Our comparison using CARD reference genes revealed that all identified β-lactamase sequences exhibited less than 70% pairwise identity with representative CARD β-lactamases (Table 1).

Table 1 Similarity ranges of detected β-lactamase sequences. CARD reference protein database was used for the blastp search

When we searched for similarities using BLASTp and the NCBI database (Table S8), only two sequences from class A, namely Pararheinheimera and A. xenomutans, showed high pairwise identity (~ 99%) with two NCBI entries, MBN8446110.1 (Gammaproteobacteria bacterium) and WP_026948658.1 (Alcanivorax), respectively. Interestingly, almost half (19/42) of the β-lactamase sequences showed less than 70% of the identity to NCBI best hits. These diverse sequences were distributed across Pseudomonadota (12), Omnitrophota (2), Actinobacteriota (1), Bacteroidota (3), and Campylobacterota (1), as illustrated in Fig. 7.

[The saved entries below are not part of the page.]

PR #5027, opened 2017-03-06
Add employment history for 5490

jbalboni:
Related to [721](https://github.com/department-of-veterans-affairs/vets.gov-team/issues/721)

screen shot 2017-03-06 at 4 04 04 pm
screen shot 2017-03-06 at 4 04 18 pm

### DIFF
--- a/src/js/edu-benefits/5490/config/form.js
+++ b/src/js/edu-benefits/5490/config/form.js
@@ -11,6 +11,7 @@ import * as phone from '../../../common/schemaform/definitions/phone';
 import contactInformation from '../../definitions/contactInformation';
 
 import IntroductionPage from '../components/IntroductionPage';
+import EmploymentPeriodView from '../components/EmploymentPeriodView';
 import ConfirmationPage from '../containers/ConfirmationPage';
 
 const {
@@ -18,7 +19,8 @@ const {
 } = fullSchema5490.properties;
 
 const {
-  secondaryContact
+  secondaryContact,
+  nonMilitaryJobs
 } = fullSchema5490.definitions;
 
 const formConfig = {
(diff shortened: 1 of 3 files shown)


src/js/edu-benefits/5490/config/form.js
```diff
@@ -69,9 +71,40 @@ const formConfig = {
...
+                itemName: 'Employment Period',
+                viewField: EmploymentPeriodView,
+                hideTitle: true
+              }
+            }
+          },
+          schema: {
+            type: 'object',
+            properties: {
+              nonMilitaryJobs: _.unset('items.properties.postMilitaryJob', nonMilitaryJobs)
```
jbalboni: Going to remove this from the schema, I think.

cvalarida: Makes sense if you can't add `postMilitaryJob` anywhere. I take it it's not being used elsewhere? Where does it come from?

test/edu-benefits/5490/config/employmentHistory.unit.spec.jsx
```diff
@@ -0,0 +1,65 @@
...
+          onSubmit={onSubmit}
+          data={{}}
+          uiSchema={uiSchema}/>
+    );
+    const formDOM = findDOMNode(form);
+    submitForm(form);
+
+    expect(Array.from(formDOM.querySelectorAll('.usa-input-error'))).to.be.empty;
+
+    submitForm(form);
```
cvalarida: This second call probably isn't necessary if there are no errors.

cvalarida (approved):
I had a question and comment, but it looks good.

src/js/edu-benefits/5490/config/form.js
jbalboni: After talking with Alex, we realized it's from the 1990 form. This is using the same definition. It looks awkward to remove it on the backend, so I may leave it for now.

Special attention should be given to β-lactamase sequences carried by MGEs [56]. The majority of the β-lactamase sequences in the anchialine cave were identified in MAGs containing MGE-related proteins. For example, the genera: Jiella, Mycobacterium, Alteromonas, PFJX01 (family Thiobacillaceae), Emticicia, and Pararheinheimera contained ten or more MGE-related proteins. Interestingly, a β-lactamase sequence similar to the OXA-198 (69% sequence identity with ARO:3,001,805) from the WHO-listed pathogen P. aeruginosa, was detected in a MAG belonging to Thiobacillaceae (g__PFJX01). In addition to the OXA-198, this particular MAG contained 13 different MGE-related proteins (belonging to categories: integration/excision, phage, replication/recombination/repair, and stability/transfer/defence) (Fig. 6A). Altogether, these results might suggest a potential for HGT of β-lactamase sequences within the cave environment.